Insight into the enhancement of transport property for oriented La0.9MnO3 films

Abstract

LaMnO3 has attracted significant attention as energy conversion and storage materials, and especially as a promising noble-metal-free oxide catalyst and a new kind of electrode material for supercapacitors. However, the poor electronic transport ability of LaMnO3 hinders its application. Thus, improvement of its electronic transport ability is essential to enhance the electron transfer from catalyst active sites to an electrode, which is effective to avoid ohmic potential drop and consequently energy loss. In this work, the high-quality epitaxial growth La-deficiency La0.9MnO3 films were obtained by a simple and low cost polymer assisted deposition method.

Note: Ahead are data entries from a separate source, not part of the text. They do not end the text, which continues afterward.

PR #341, opened 2020-02-12
quic: fix client migration and stream reset

jasnell:
Fixes two tests


jasnell:
@addaleax @nodejs/quic ... with this PR, all current tests are passing locally on Windows. It would be excellent to get some confirmation across platforms tho

jasnell:
Landed!! As of right this moment, all current QUIC tests are passing! Woo!

PR #342, opened 2020-02-13
quic: add tx packetloss test

jasnell:
This is functionally identical to the rx packetloss test, but with
random loss on transmitted packets


jasnell:
This was landed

It is found that the room-temperature conductivity (σ) of doping La0.9MnO3 increases nearly ten times compared to that of the parent LaMnO3. The oxygen-content-driven enhancement of the conductivity is discussed for the oriented La0.9MnO3 film. It is suggested that the existence of the LaAlO3 substrate is beneficial to stabilize the La-deficiency La0.9MnO3 compound and A-site La-deficiency extends the range of oxygen content. Both strain (including epitaxial strain and doping induced chemical strain) and annealing temperature are cooperating on the oxygen content, resulting in the oxygen stoichiometry independence of ambient conditions and the high conductivity. Following this process, conductivity and electronic state of the perovskite-related material can be tuned for the practical application.